Most mobile apps target ambulatory care markets. There is a test and certification alliance, the Continua Health Alliance, that exists for selecting standards and providing the necessary test and certification for the ambulatory market. There are admittedly several big holes in FDA’s regulatory famework when one considers mobile app products (that are all outside the scope of this blog post). While not a standards oriented group, the mHealth Regulatory Coalition, that is working to address shortcomings in FDA’s current regualtory framework for mobile apps. Be sure to check them out.
For acute care, there are a number of industry standard setting initiatives. The oldest is the IHE PCD domain. This group has been working since 2005 on medical device connectivity and interoperability. This test and certification group is mainly held back by the absence of a standard that’s been adopted by medical device manufacturers, and the resulting glacial pace of adoption – but they are making progress. Another hotbed of standards work comes from the Medical Device Plug and Play Interoperability Program at CIMIT and Partners Healthcare. They’re working on the Integrated Clinical Environment standard, MD Fire connectivity purchase contracting language and also working with FDA on dealing with developing a more effective interoperability regulatory framework.
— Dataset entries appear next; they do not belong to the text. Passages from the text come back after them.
PR #914, opened 2025-04-02
Perf stat measurement

AKrissi:


.varats.yaml
LuAbelt, line 1: This seems to be left over from executing any of the `vara-*` commands from the wrong working dir. Better remove that

.vscode/launch.json
LuAbelt, line 1: Maybe try to configure your local VS code setup in a way that changes to this file are ignored and revert it to the origina;

benchbuild/.benchbuild.yml
LuAbelt, line 1: See above, this should be deleted

paper_configs/test_pc/PrimeNumbers_0.case_study
LuAbelt, line 1: Should be deleted

paper_configs/tutorial/xz_0.case_study
LuAbelt, line 1: should be deleted

plots/fperf_stat.svg
LuAbelt, line 1: delete

varats/varats/data/reports/perf_stat_report.py
```diff
@@ -0,0 +1,58 @@
...
+from pathlib import Path
+
+
+class PerfStatReport(BaseReport, shorthand="PERFSTAT", file_type="json"):
+    """
+    Converts perf stat output to a dictionary of data
+    """
+    def __init__(self, path: Path):
+        df = pd.DataFrame()
+        with open(path, "r") as file:
```
LuAbelt: If I remember correctly, pandas already has a functionality to directly load a dataframe from a json file. Is there a reason we parse this manually?

varats/varats/experiments/base/perf_sampling.py
LuAbelt, line 1: I think we pulled this in as an example from another branch. Do we still need/use this experiment for our current data collection?

varats/varats/plots/perf_stat_plots.py
```diff
@@ -0,0 +1,83 @@
...
+                    plt.title("Plot")
+                    plt.xlabel("time")
+                    plt.ylabel(self.plot_kwargs["value"])
+
+                    plt.xticks(rotation=90)
+
+class PerfStatPlotGenerator(
+    PlotGenerator, generator_name="fperf-stat", options=[make_cli_option(
+        "--value",
+        type=click.Choice(["task-clock", "context-switches", "cpu-migrations", "page-faults", "cycles",
```
LuAbelt: Not entirely sure whether we want this as a `Choice ` or rather just any string. Later we will probably collect other metrics than the default ones with perf stat

varats/varats/projects/c_projects/bzip2.py
LuAbelt, line 1: I need to double check if we still need to actually change these

LuAbelt (changes requested):
I have marked some of the more obvious changes. In some of the other files I still need to have a closer look and/or discuss what we actually want there.

What you can already do despite the changes I marked:
- Merge the current state of `vara-dev` into this branch (Will make ti easier to merge this branch back once it is finished)
- Add type annotations
- Fix formatting/linting issues
  - I recommend setting up [pre-commit](https://pre-commit.com/), which will automatically check this in the future before you commit. You can also run it manually on all the files in this PR, this should fix most of the issues the CI currently reports for this

PR #915, opened 2025-04-07
Add ZeroMQ benchmark binaries

LuAbelt:
Adds the internal benchmark suite of zeroMQ to the binary list and add support for recompilation


LuAbelt:
I am not sure why the pre-commit is failing in the pipeline. In my local pre-commit it always moves the benchbuild import around when I try to put it where the pipeline suggests to put it.

boehmseb:
> I am not sure why the pre-commit is failing in the pipeline. In my local pre-commit it always moves the benchbuild import around when I try to put it where the pipeline suggests to put it.

The CI is right, though.

boehmseb (approved):
The CI is right about the import, so something on your local system must be off :wink: 
Also, since you are working on this project anyways, you should update the container declaration to use Debian 12. Older versions no longer work on our clusters.

PR #916, opened 2025-04-07
If-Then Project step

LuAbelt:
Adds a project step that conditionally executes a follow up step based on the result of a step.


varats-core/varats/experiment/steps/ifthenelse.py
```diff
@@ -0,0 +1,72 @@
...
+    ) -> None:
+        super().__init__(project)
+        self.__condition = condition
+        self.__if_step = if_step
+        self.__else_step = else_step
+
+    def call_with_output_folder(self, tmp_dir: Path) -> StepResult:
+        result = _run_with_output_if_necessary(tmp_dir, self.__condition)
+
+        run_step = self.__if_step if result == StepResult.OK or result == StepResult.CAN_CONTINUE else self.__else_step
```
boehmseb: This condition can be simplified by checking if the result is in a list of allowed results.
With that: do we want to make this list a parameter of this step? The default would be the same as now, but one could easily customize the condition that way.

International Markets and Quality Systems
Before I posted this, Dayle Kern added to the LinkedIn discussion asking, “What about mobile apps for developing countries?” My first thought is that as a market, mobile apps is still very much in the pilot stage. While there’s a perception that adoption is much greater outside the U.S. (especially in the third world), the reality is that there’s just a lot of pilots being run in other countries in addition to those in the U.S. My next thought is that while the regulatory burden may be lower outside the U.S. (and especially in the third world), why shouldn’t the patients in those countries get a product that’s as safe and effective as the ones intended for U.S. or European users?
I have clients doing clinical trials outside the U.S., and who launch products outside the U.S. first. The reasons behind those decisions have everything to do with time to market and costs – much of which are determined by relative regulatory burdens here and in other countries. But, without exception, they’re following appropriate quality systems to ensure a safe and effective product. The costs they’re saving are not on the design side, but on the regulatory side. And consequently, their products are as safe and effective as they would be if the U.S. was where they were doing trials or launching their product.
Finally, in a world where it’s almost impossible to buy a hot water heater or air conditioner from a manufacturer who is not ISO9001 certified, it’s almost as impossible to buy an healthcare IT software application from a vendor following the same or similar basic quality system. From their resistance to adopt quality systems, one would almost think that vendors in health care consider quality and safety to be less important than do companies in the HVAC business.
Manufacturers in many other industries don’t seem to have a problem innovating or competing while broadly adopting quality systems – on a voluntary basis, I might add. Please explain to me how a similar quality system for medical devices – regulated or otherwise – is an unreasonable burden?